_Aim of the task_
From the listing below, extract every line in which the word "iterator" appears.

_Material provided_
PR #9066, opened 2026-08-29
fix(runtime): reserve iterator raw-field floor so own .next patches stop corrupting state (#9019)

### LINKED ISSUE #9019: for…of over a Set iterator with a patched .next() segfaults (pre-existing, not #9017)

_Response_
fix(runtime): reserve iterator raw-field floor so own .next patches stop corrupting state (#9019)
### LINKED ISSUE #9019: for…of over a Set iterator with a patched .next() segfaults (pre-existing, not #9017)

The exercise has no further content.